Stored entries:
────

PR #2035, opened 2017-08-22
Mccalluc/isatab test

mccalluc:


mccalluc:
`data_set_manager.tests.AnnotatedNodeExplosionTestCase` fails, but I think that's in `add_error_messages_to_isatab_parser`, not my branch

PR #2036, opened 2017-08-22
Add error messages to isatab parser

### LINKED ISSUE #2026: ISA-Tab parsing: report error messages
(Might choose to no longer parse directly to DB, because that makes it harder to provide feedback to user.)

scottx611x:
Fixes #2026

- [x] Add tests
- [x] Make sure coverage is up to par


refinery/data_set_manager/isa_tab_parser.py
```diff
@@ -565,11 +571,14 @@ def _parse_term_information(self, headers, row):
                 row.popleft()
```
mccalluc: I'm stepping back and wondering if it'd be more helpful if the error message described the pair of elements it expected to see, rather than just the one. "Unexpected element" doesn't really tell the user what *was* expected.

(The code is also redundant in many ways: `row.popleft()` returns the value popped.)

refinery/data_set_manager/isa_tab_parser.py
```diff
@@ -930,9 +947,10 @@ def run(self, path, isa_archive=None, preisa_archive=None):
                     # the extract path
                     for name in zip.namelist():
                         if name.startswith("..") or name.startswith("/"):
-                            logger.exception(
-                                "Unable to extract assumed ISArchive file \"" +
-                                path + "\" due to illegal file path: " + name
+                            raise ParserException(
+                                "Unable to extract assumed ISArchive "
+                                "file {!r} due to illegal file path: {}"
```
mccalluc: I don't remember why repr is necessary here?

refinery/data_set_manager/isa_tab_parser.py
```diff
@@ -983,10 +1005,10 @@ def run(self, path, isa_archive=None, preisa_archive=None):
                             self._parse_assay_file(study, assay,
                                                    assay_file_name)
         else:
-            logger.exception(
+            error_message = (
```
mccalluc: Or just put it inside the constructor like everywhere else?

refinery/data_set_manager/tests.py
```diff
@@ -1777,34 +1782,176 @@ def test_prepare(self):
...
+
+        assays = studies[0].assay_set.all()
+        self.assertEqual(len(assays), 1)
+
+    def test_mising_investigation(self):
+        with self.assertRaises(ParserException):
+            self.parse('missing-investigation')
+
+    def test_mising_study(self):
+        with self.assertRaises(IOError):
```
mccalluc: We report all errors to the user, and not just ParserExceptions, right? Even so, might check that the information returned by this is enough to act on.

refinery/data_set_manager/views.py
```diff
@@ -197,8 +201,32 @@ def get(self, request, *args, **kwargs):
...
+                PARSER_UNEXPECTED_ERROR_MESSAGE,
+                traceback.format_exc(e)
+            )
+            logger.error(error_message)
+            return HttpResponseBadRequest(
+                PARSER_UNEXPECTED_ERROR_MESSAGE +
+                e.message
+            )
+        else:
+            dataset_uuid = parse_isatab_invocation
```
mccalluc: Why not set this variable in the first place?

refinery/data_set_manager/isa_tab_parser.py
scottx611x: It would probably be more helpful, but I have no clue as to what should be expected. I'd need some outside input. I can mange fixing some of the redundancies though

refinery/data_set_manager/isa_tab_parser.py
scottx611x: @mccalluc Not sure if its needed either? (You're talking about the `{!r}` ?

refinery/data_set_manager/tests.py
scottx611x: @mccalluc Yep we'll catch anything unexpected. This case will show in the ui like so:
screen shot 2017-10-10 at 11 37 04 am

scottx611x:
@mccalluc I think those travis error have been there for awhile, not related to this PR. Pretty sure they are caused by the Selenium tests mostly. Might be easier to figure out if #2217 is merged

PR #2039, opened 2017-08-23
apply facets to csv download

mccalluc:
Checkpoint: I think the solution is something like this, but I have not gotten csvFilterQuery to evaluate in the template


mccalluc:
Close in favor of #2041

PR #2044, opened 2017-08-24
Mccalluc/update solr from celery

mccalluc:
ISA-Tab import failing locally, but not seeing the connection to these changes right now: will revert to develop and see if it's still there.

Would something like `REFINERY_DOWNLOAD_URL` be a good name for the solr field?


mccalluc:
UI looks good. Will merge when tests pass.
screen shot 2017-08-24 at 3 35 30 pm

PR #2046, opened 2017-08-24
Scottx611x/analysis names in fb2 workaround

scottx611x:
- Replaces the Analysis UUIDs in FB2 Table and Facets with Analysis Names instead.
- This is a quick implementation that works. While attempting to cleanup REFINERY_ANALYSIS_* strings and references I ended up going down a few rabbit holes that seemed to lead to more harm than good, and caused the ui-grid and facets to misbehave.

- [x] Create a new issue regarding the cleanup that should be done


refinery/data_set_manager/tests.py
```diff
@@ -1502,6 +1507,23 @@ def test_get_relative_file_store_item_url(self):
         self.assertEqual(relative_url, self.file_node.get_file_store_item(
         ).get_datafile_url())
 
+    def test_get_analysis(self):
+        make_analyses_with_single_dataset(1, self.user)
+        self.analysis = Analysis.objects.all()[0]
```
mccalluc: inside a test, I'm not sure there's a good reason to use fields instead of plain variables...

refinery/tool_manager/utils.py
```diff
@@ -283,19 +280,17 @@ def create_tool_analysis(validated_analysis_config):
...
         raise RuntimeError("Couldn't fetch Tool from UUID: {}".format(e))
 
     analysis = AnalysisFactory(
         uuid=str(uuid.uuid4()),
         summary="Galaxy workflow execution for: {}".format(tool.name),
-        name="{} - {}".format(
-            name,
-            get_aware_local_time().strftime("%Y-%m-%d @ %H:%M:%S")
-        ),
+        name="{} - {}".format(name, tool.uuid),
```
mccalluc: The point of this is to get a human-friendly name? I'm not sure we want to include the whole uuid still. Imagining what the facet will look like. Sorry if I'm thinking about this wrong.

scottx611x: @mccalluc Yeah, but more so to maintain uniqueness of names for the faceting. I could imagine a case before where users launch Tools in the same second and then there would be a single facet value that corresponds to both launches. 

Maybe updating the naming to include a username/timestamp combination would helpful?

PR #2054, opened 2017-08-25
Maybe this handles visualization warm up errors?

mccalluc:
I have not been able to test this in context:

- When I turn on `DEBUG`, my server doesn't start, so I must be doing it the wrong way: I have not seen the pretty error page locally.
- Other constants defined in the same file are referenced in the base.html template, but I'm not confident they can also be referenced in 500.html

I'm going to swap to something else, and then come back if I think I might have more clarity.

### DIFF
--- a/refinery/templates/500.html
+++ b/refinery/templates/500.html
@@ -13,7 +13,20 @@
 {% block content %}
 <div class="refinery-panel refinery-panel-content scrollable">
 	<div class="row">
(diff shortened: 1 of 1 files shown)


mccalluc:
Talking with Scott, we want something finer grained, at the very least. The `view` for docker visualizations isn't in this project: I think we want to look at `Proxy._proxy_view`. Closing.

────

Task to complete:
Give back every record exactly.

Final answer:
PR #2035, opened 2017-08-22
Mccalluc/isatab test

mccalluc:


mccalluc:
`data_set_manager.tests.AnnotatedNodeExplosionTestCase` fails, but I think that's in `add_error_messages_to_isatab_parser`, not my branch

PR #2036, opened 2017-08-22
Add error messages to isatab parser

### LINKED ISSUE #2026: ISA-Tab parsing: report error messages
(Might choose to no longer parse directly to DB, because that makes it harder to provide feedback to user.)

scottx611x:
Fixes #2026

- [x] Add tests
- [x] Make sure coverage is up to par


refinery/data_set_manager/isa_tab_parser.py
```diff
@@ -565,11 +571,14 @@ def _parse_term_information(self, headers, row):
                 row.popleft()
```
mccalluc: I'm stepping back and wondering if it'd be more helpful if the error message described the pair of elements it expected to see, rather than just the one. "Unexpected element" doesn't really tell the user what *was* expected.

(The code is also redundant in many ways: `row.popleft()` returns the value popped.)

refinery/data_set_manager/isa_tab_parser.py
```diff
@@ -930,9 +947,10 @@ def run(self, path, isa_archive=None, preisa_archive=None):
                     # the extract path
                     for name in zip.namelist():
                         if name.startswith("..") or name.startswith("/"):
-                            logger.exception(
-                                "Unable to extract assumed ISArchive file \"" +
-                                path + "\" due to illegal file path: " + name
+                            raise ParserException(
+                                "Unable to extract assumed ISArchive "
+                                "file {!r} due to illegal file path: {}"
```
mccalluc: I don't remember why repr is necessary here?

refinery/data_set_manager/isa_tab_parser.py
```diff
@@ -983,10 +1005,10 @@ def run(self, path, isa_archive=None, preisa_archive=None):
                             self._parse_assay_file(study, assay,
                                                    assay_file_name)
         else:
-            logger.exception(
+            error_message = (
```
mccalluc: Or just put it inside the constructor like everywhere else?

refinery/data_set_manager/tests.py
```diff
@@ -1777,34 +1782,176 @@ def test_prepare(self):
...
+
+        assays = studies[0].assay_set.all()
+        self.assertEqual(len(assays), 1)
+
+    def test_mising_investigation(self):
+        with self.assertRaises(ParserException):
+            self.parse('missing-investigation')
+
+    def test_mising_study(self):
+        with self.assertRaises(IOError):
```
mccalluc: We report all errors to the user, and not just ParserExceptions, right? Even so, might check that the information returned by this is enough to act on.

refinery/data_set_manager/views.py
```diff
@@ -197,8 +201,32 @@ def get(self, request, *args, **kwargs):
...
+                PARSER_UNEXPECTED_ERROR_MESSAGE,
+                traceback.format_exc(e)
+            )
+            logger.error(error_message)
+            return HttpResponseBadRequest(
+                PARSER_UNEXPECTED_ERROR_MESSAGE +
+                e.message
+            )
+        else:
+            dataset_uuid = parse_isatab_invocation
```
mccalluc: Why not set this variable in the first place?

refinery/data_set_manager/isa_tab_parser.py
scottx611x: It would probably be more helpful, but I have no clue as to what should be expected. I'd need some outside input. I can mange fixing some of the redundancies though

refinery/data_set_manager/isa_tab_parser.py
scottx611x: @mccalluc Not sure if its needed either? (You're talking about the `{!r}` ?

refinery/data_set_manager/tests.py
scottx611x: @mccalluc Yep we'll catch anything unexpected. This case will show in the ui like so:
screen shot 2017-10-10 at 11 37 04 am

scottx611x:
@mccalluc I think those travis error have been there for awhile, not related to this PR. Pretty sure they are caused by the Selenium tests mostly. Might be easier to figure out if #2217 is merged

PR #2039, opened 2017-08-23
apply facets to csv download

mccalluc:
Checkpoint: I think the solution is something like this, but I have not gotten csvFilterQuery to evaluate in the template


mccalluc:
Close in favor of #2041

PR #2044, opened 2017-08-24
Mccalluc/update solr from celery

mccalluc:
ISA-Tab import failing locally, but not seeing the connection to these changes right now: will revert to develop and see if it's still there.

Would something like `REFINERY_DOWNLOAD_URL` be a good name for the solr field?


mccalluc:
UI looks good. Will merge when tests pass.
screen shot 2017-08-24 at 3 35 30 pm

PR #2046, opened 2017-08-24
Scottx611x/analysis names in fb2 workaround

scottx611x:
- Replaces the Analysis UUIDs in FB2 Table and Facets with Analysis Names instead.
- This is a quick implementation that works. While attempting to cleanup REFINERY_ANALYSIS_* strings and references I ended up going down a few rabbit holes that seemed to lead to more harm than good, and caused the ui-grid and facets to misbehave.

- [x] Create a new issue regarding the cleanup that should be done


refinery/data_set_manager/tests.py
```diff
@@ -1502,6 +1507,23 @@ def test_get_relative_file_store_item_url(self):
         self.assertEqual(relative_url, self.file_node.get_file_store_item(
         ).get_datafile_url())
 
+    def test_get_analysis(self):
+        make_analyses_with_single_dataset(1, self.user)
+        self.analysis = Analysis.objects.all()[0]
```
mccalluc: inside a test, I'm not sure there's a good reason to use fields instead of plain variables...

refinery/tool_manager/utils.py
```diff
@@ -283,19 +280,17 @@ def create_tool_analysis(validated_analysis_config):
...
         raise RuntimeError("Couldn't fetch Tool from UUID: {}".format(e))
 
     analysis = AnalysisFactory(
         uuid=str(uuid.uuid4()),
         summary="Galaxy workflow execution for: {}".format(tool.name),
-        name="{} - {}".format(
-            name,
-            get_aware_local_time().strftime("%Y-%m-%d @ %H:%M:%S")
-        ),
+        name="{} - {}".format(name, tool.uuid),
```
mccalluc: The point of this is to get a human-friendly name? I'm not sure we want to include the whole uuid still. Imagining what the facet will look like. Sorry if I'm thinking about this wrong.

scottx611x: @mccalluc Yeah, but more so to maintain uniqueness of names for the faceting. I could imagine a case before where users launch Tools in the same second and then there would be a single facet value that corresponds to both launches. 

Maybe updating the naming to include a username/timestamp combination would helpful?

PR #2054, opened 2017-08-25
Maybe this handles visualization warm up errors?

mccalluc:
I have not been able to test this in context:

- When I turn on `DEBUG`, my server doesn't start, so I must be doing it the wrong way: I have not seen the pretty error page locally.
- Other constants defined in the same file are referenced in the base.html template, but I'm not confident they can also be referenced in 500.html

I'm going to swap to something else, and then come back if I think I might have more clarity.

### DIFF
--- a/refinery/templates/500.html
+++ b/refinery/templates/500.html
@@ -13,7 +13,20 @@
 {% block content %}
 <div class="refinery-panel refinery-panel-content scrollable">
 	<div class="row">
(diff shortened: 1 of 1 files shown)


mccalluc:
Talking with Scott, we want something finer grained, at the very least. The `view` for docker visualizations isn't in this project: I think we want to look at `Proxy._proxy_view`. Closing.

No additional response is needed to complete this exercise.